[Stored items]
◆ ◆ ◆ ◆

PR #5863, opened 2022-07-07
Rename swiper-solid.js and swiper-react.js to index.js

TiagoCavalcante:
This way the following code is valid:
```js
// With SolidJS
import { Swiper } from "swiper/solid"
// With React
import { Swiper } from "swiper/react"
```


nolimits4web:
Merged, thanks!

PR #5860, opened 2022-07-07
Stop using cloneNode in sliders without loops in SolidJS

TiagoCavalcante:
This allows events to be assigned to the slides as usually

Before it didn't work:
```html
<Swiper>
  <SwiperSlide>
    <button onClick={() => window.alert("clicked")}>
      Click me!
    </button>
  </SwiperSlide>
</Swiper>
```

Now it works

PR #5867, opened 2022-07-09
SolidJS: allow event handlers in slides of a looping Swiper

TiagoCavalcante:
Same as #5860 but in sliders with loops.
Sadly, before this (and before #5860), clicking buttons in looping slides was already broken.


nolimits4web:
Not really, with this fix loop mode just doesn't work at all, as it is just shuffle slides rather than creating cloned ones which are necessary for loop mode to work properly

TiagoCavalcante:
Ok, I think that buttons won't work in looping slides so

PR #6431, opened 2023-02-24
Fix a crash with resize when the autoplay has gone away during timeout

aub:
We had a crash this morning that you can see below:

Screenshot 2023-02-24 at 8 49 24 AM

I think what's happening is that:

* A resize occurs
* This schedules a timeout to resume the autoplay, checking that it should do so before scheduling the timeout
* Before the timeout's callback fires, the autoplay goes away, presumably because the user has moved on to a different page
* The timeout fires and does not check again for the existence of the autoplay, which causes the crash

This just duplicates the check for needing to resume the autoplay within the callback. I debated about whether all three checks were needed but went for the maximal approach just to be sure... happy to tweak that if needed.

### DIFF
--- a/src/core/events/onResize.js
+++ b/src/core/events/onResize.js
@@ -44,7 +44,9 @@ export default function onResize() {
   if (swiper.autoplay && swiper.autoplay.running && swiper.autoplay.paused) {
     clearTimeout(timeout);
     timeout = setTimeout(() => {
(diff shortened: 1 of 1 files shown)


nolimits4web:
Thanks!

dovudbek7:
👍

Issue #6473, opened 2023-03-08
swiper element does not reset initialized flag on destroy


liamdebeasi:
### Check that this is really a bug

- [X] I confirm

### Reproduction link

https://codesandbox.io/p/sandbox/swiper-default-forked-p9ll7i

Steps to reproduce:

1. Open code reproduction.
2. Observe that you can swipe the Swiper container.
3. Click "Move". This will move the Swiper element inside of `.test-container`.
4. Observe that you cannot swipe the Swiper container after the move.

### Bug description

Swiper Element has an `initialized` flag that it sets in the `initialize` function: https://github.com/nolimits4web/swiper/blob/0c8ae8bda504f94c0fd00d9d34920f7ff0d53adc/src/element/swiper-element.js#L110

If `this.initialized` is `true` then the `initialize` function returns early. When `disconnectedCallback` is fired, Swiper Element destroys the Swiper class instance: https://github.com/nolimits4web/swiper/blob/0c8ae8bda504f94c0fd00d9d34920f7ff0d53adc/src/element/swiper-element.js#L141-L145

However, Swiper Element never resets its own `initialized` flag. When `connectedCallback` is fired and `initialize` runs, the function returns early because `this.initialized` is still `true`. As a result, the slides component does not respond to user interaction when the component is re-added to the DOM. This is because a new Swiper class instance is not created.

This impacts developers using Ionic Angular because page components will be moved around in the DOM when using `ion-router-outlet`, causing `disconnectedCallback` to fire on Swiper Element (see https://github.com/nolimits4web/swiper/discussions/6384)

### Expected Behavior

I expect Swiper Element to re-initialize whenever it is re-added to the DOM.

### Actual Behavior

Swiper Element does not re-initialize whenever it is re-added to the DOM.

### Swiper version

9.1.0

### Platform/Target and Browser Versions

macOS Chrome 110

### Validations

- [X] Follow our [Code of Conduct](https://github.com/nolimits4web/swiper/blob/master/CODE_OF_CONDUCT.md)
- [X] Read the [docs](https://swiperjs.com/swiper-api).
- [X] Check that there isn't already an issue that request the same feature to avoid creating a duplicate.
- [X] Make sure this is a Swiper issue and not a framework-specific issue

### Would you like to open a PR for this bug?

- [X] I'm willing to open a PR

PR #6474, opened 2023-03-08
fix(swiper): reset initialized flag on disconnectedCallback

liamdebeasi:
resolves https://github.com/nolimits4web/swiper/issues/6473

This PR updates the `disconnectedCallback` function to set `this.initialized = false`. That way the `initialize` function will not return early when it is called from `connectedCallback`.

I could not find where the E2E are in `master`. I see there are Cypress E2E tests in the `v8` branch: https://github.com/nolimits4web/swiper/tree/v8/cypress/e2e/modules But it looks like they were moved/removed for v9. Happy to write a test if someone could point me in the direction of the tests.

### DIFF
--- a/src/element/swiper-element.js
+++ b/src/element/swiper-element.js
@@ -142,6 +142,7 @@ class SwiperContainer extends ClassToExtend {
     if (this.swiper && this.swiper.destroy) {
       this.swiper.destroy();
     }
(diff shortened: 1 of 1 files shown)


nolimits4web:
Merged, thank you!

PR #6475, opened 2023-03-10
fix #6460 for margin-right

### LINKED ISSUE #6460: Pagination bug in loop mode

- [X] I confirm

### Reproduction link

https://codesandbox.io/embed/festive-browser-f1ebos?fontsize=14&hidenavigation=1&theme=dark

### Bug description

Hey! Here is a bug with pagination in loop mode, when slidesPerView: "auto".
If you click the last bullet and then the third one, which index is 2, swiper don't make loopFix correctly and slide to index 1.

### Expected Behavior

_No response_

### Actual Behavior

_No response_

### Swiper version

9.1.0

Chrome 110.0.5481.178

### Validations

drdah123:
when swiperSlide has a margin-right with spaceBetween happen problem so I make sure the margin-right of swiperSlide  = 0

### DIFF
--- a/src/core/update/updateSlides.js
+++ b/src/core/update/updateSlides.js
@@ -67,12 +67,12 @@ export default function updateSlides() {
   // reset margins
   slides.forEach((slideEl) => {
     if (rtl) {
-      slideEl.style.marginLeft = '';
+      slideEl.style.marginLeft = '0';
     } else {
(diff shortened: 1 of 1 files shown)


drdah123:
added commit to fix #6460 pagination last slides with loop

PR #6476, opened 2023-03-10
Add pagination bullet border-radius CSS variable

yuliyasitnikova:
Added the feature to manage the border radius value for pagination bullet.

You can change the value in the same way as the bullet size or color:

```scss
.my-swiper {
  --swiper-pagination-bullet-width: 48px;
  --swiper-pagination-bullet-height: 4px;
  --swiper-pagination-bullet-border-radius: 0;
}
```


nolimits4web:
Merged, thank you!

◆ ◆ ◆ ◆

What is being asked >> Each record above should be retyped in full, exactly as shown.

Result of this task >>
PR #5863, opened 2022-07-07
Rename swiper-solid.js and swiper-react.js to index.js

TiagoCavalcante:
This way the following code is valid:
```js
// With SolidJS
import { Swiper } from "swiper/solid"
// With React
import { Swiper } from "swiper/react"
```


nolimits4web:
Merged, thanks!

PR #5860, opened 2022-07-07
Stop using cloneNode in sliders without loops in SolidJS

TiagoCavalcante:
This allows events to be assigned to the slides as usually

Before it didn't work:
```html
<Swiper>
  <SwiperSlide>
    <button onClick={() => window.alert("clicked")}>
      Click me!
    </button>
  </SwiperSlide>
</Swiper>
```

Now it works

PR #5867, opened 2022-07-09
SolidJS: allow event handlers in slides of a looping Swiper

TiagoCavalcante:
Same as #5860 but in sliders with loops.
Sadly, before this (and before #5860), clicking buttons in looping slides was already broken.


nolimits4web:
Not really, with this fix loop mode just doesn't work at all, as it is just shuffle slides rather than creating cloned ones which are necessary for loop mode to work properly

TiagoCavalcante:
Ok, I think that buttons won't work in looping slides so

PR #6431, opened 2023-02-24
Fix a crash with resize when the autoplay has gone away during timeout

aub:
We had a crash this morning that you can see below:

Screenshot 2023-02-24 at 8 49 24 AM

I think what's happening is that:

* A resize occurs
* This schedules a timeout to resume the autoplay, checking that it should do so before scheduling the timeout
* Before the timeout's callback fires, the autoplay goes away, presumably because the user has moved on to a different page
* The timeout fires and does not check again for the existence of the autoplay, which causes the crash

This just duplicates the check for needing to resume the autoplay within the callback. I debated about whether all three checks were needed but went for the maximal approach just to be sure... happy to tweak that if needed.

### DIFF
--- a/src/core/events/onResize.js
+++ b/src/core/events/onResize.js
@@ -44,7 +44,9 @@ export default function onResize() {
   if (swiper.autoplay && swiper.autoplay.running && swiper.autoplay.paused) {
     clearTimeout(timeout);
     timeout = setTimeout(() => {
(diff shortened: 1 of 1 files shown)


nolimits4web:
Thanks!

dovudbek7:
👍

Issue #6473, opened 2023-03-08
swiper element does not reset initialized flag on destroy


liamdebeasi:
### Check that this is really a bug

- [X] I confirm

### Reproduction link

https://codesandbox.io/p/sandbox/swiper-default-forked-p9ll7i

Steps to reproduce:

1. Open code reproduction.
2. Observe that you can swipe the Swiper container.
3. Click "Move". This will move the Swiper element inside of `.test-container`.
4. Observe that you cannot swipe the Swiper container after the move.

### Bug description

Swiper Element has an `initialized` flag that it sets in the `initialize` function: https://github.com/nolimits4web/swiper/blob/0c8ae8bda504f94c0fd00d9d34920f7ff0d53adc/src/element/swiper-element.js#L110

If `this.initialized` is `true` then the `initialize` function returns early. When `disconnectedCallback` is fired, Swiper Element destroys the Swiper class instance: https://github.com/nolimits4web/swiper/blob/0c8ae8bda504f94c0fd00d9d34920f7ff0d53adc/src/element/swiper-element.js#L141-L145

However, Swiper Element never resets its own `initialized` flag. When `connectedCallback` is fired and `initialize` runs, the function returns early because `this.initialized` is still `true`. As a result, the slides component does not respond to user interaction when the component is re-added to the DOM. This is because a new Swiper class instance is not created.

This impacts developers using Ionic Angular because page components will be moved around in the DOM when using `ion-router-outlet`, causing `disconnectedCallback` to fire on Swiper Element (see https://github.com/nolimits4web/swiper/discussions/6384)

### Expected Behavior

I expect Swiper Element to re-initialize whenever it is re-added to the DOM.

### Actual Behavior

Swiper Element does not re-initialize whenever it is re-added to the DOM.

### Swiper version

9.1.0

### Platform/Target and Browser Versions

macOS Chrome 110

### Validations

- [X] Follow our [Code of Conduct](https://github.com/nolimits4web/swiper/blob/master/CODE_OF_CONDUCT.md)
- [X] Read the [docs](https://swiperjs.com/swiper-api).
- [X] Check that there isn't already an issue that request the same feature to avoid creating a duplicate.
- [X] Make sure this is a Swiper issue and not a framework-specific issue

### Would you like to open a PR for this bug?

- [X] I'm willing to open a PR

PR #6474, opened 2023-03-08
fix(swiper): reset initialized flag on disconnectedCallback

liamdebeasi:
resolves https://github.com/nolimits4web/swiper/issues/6473

This PR updates the `disconnectedCallback` function to set `this.initialized = false`. That way the `initialize` function will not return early when it is called from `connectedCallback`.

I could not find where the E2E are in `master`. I see there are Cypress E2E tests in the `v8` branch: https://github.com/nolimits4web/swiper/tree/v8/cypress/e2e/modules But it looks like they were moved/removed for v9. Happy to write a test if someone could point me in the direction of the tests.

### DIFF
--- a/src/element/swiper-element.js
+++ b/src/element/swiper-element.js
@@ -142,6 +142,7 @@ class SwiperContainer extends ClassToExtend {
     if (this.swiper && this.swiper.destroy) {
       this.swiper.destroy();
     }
(diff shortened: 1 of 1 files shown)


nolimits4web:
Merged, thank you!

PR #6475, opened 2023-03-10
fix #6460 for margin-right

### LINKED ISSUE #6460: Pagination bug in loop mode

- [X] I confirm

### Reproduction link

https://codesandbox.io/embed/festive-browser-f1ebos?fontsize=14&hidenavigation=1&theme=dark

### Bug description

Hey! Here is a bug with pagination in loop mode, when slidesPerView: "auto".
If you click the last bullet and then the third one, which index is 2, swiper don't make loopFix correctly and slide to index 1.

### Expected Behavior

_No response_

### Actual Behavior

_No response_

### Swiper version

9.1.0

Chrome 110.0.5481.178

### Validations

drdah123:
when swiperSlide has a margin-right with spaceBetween happen problem so I make sure the margin-right of swiperSlide  = 0

### DIFF
--- a/src/core/update/updateSlides.js
+++ b/src/core/update/updateSlides.js
@@ -67,12 +67,12 @@ export default function updateSlides() {
   // reset margins
   slides.forEach((slideEl) => {
     if (rtl) {
-      slideEl.style.marginLeft = '';
+      slideEl.style.marginLeft = '0';
     } else {
(diff shortened: 1 of 1 files shown)


drdah123:
added commit to fix #6460 pagination last slides with loop

PR #6476, opened 2023-03-10
Add pagination bullet border-radius CSS variable

yuliyasitnikova:
Added the feature to manage the border radius value for pagination bullet.

You can change the value in the same way as the bullet size or color:

```scss
.my-swiper {
  --swiper-pagination-bullet-width: 48px;
  --swiper-pagination-bullet-height: 4px;
  --swiper-pagination-bullet-border-radius: 0;
}
```


nolimits4web:
Merged, thank you!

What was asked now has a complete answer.